Getting Started Main Features Examples

【Smart Mode】How to configure the scraping task

2018-10-15 19:29:38

Abstract:This tutorial shows you how to configure the scraping task.

Smart Mode can automatically identify web data. After the recognition is completed, the user needs to configure the scraping task. Click “Settings” in the lower right corner to pop up the task setting box.

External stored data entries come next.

PR #231, opened 2025-03-11
[IMP] util/misc: dynamic literal_replace

aj-fuentes:
Allow to match in a glob-like fashion and produce the replacement node
dynamically.

Improvements:
* Do not replace if no match happens (allows to write less to the DB.)
* Do not buble syntax errors, log instead.
* Most valid nodes for Python expressions in the ORM are covered.
* Implement node matching in same order as the reference below.
* Much higher test coverage.
* Adapt tests for Python3.6 (Odoo 13 and 14)

### DIFF
--- a/src/util/misc.py
+++ b/src/util/misc.py
@@ -7,6 +7,7 @@ import functools
 import logging
 import os
 import re
+import textwrap
 import uuid
 from contextlib import contextmanager
 from itertools import chain, islice
@@ -32,7 +33,13 @@ try:
     from ast import unparse as ast_unparse
 except ImportError:
     try:
-        from astunparse import unparse as ast_unparse
+        from astunparse import unparse as _ast_unparse
+
+        def ast_unparse(n):
+            # Older unparse adds weird new lines:
+            # >>> unparse(ast.parse("a",mode="eval").body)
+            # 'a\n'
+            return _ast_unparse(n).strip()
     except ImportError:
         ast_unparse = None
 
@@ -521,7 +528,7 @@ class SelfPrintEvalContext(collections.defaultdict):
                 return self._replace_node("_upg_UnaryOp_Not", node) if isinstance(node.op, ast.Not) else node
 
         replacer = RewriteName()
-        root = ast.parse(expr.strip(), mode="eval").body
+        root = ast.parse(expr.strip(), mode="exec")
         visited = replacer.visit(root)
         return (ast_unparse(visited).strip(), SelfPrintEvalContext(replacer.replaces))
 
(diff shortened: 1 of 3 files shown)


KangOl:

src/util/misc.py
```diff
@@ -510,47 +510,51 @@ def visit_UnaryOp(self, node):
...
+            key_ast = key if isinstance(key, ast.AST) else ast.parse(key, mode="eval").body
             self.mapping[key_ast.__class__.__name__].append((key_ast, value))
 
     def _no_match(self, left, right):
         return False
 
     def _match(self, left, right):
-        same_ctx = getattr(left, "ctx", None).__class__ is getattr(right, "ctx", None).__class__
+        same_ctx = getattr(left, "ctx", None).__class__ is getattr(right, "ctx", ast.Load()).__class__
+        same_ctx = True
```
KangOl, line 535: Is this diff wanted?

aj-fuentes: No, it's still a wip detail. Lemme check it once more.

src/util/misc.py
```diff
@@ -510,47 +510,51 @@ def visit_UnaryOp(self, node):
                 return self._replace_node("_upg_UnaryOp_Not", node) if isinstance(node.op, ast.Not) else node
 
         replacer = RewriteName()
-        root = ast.parse(expr.strip(), mode="eval").body
+        root = ast.parse(expr.strip(), mode="exec")
         visited = replacer.visit(root)
         return (ast_unparse(visited).strip(), SelfPrintEvalContext(replacer.replaces))
 
 
+GLOB_LIT = object()
```
KangOl, line 518: What about scoping it by being an attribute on the `literal_replace`
Also rename it to something more explicit.

```suggestion
literal_replace.WILDCARD = object()
```

aj-fuentes: Done. 
Subtleties:
1. `ast.Attributes` needs a string to unparse correctly
    ```py
    >>> ast.unparse(ast.Attribute(ast.Name("y"), object()))
      File "<input>", line 1, in <module>
        ast.unparse(ast.Attribute(ast.Name("y"), object()))
      File "/usr/lib/python3.12/ast.py", line 1791, in unparse
        return unparser.visit(ast_obj)
               ^^^^^^^^^^^^^^^^^^^^^^^
      File "/usr/lib/python3.12/ast.py", line 860, in visit
        return "".join(self._source)
               ^^^^^^^^^^^^^^^^^^^^^
    TypeError: sequence item 2: expected str instance, object found
    ```
2. Cannot really use `str is str`:
    ```py
    >>> x = "*"
    >>> y = "*"
    >>> x is y
    True
    ```
    ```py
    >>> class S(str):
    ...     pass
    ...
    >>> z = S("*")
    >>> z is x
    False
    ```
3. `ctx` is missing in manually created nodes:
    ```py
    >>> ast.parse("y.z", mode="eval").body.ctx
    <ast.Load object at 0x7c1cebe20bd0>
    >>> ast.Attribute(ast.Name("y"), "z").ctx
      File "<input>", line 1, in <module>
        ast.Attribute(ast.Name("y"), "z").ctx
    AttributeError: 'Attribute' object has no attribute 'ctx'
    ```

Thus for 3/ and the sake of less verbosity we assume missing ctx means sort of a wildcard context.

KangOl: Using `_Symbol` works when creating a `ast.Attribute` record.

Does it also for other `_match_X` methods where it is used?

I would like to see them also be covered by a test.

aj-fuentes: I will add tests for them.

aj-fuentes: Done. Note that this just a nice to have: good for debugging if we need to print the pattern.

aj-fuentes:
Still all green :D

KangOl (approved):
@robodoo rebase-ff r+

Specific settings include running settings and anti-block settings, as shown in the following figure:

1. Running Settings
(1) Encountering the data that has been scraped
Scrap again: scrape all the data, regardless of whether the data has been scraped before. “Scrape again” is selected by default.
Skip and continue: When you encounter the data that has been scraped, skip this data and scrape the new data.
Stop scraping: encounter the data that has been scraped, stop scraping, and end the scraping task.

(2) Request waiting time
Some pages are slow to open and sometimes affect the effect of extraction. Users can set a waiting time, which can effectively improve the quality of the extraction.The system default wait time is 1 second, and the user can modify it according to requirements.

(3) Block Images
In general, blocking images can improve the scraping speed. However, if the web page scraped by the user needs to input a verification code, the function cannot be used. Otherwise, the verification code cannot be displayed, and the data cannot be scraped.

(4) Block Ads
Using this feature can effectively improve the speed of scraping, but under intelligent algorithms, it is possible to block content that is not an advertisement. Users should use this function with caution.

2. Anti-blocking Settings
Some websites may set some shielding measures to prevent data from being scraped properly. In this case, some anti-blocking function can be set to improve the scraping effect.
(1) Switch browser regularly
By setting the timing switch browser version, the anti-blocking effect can be achieved, and a switching cycle can be freely selected to switch the browser version.

(2)  Clear cookies regularly
By setting the timing to clear the cookies, the anti-blocking effect can be achieved, and the cycle can be freely selected to clear the cookies.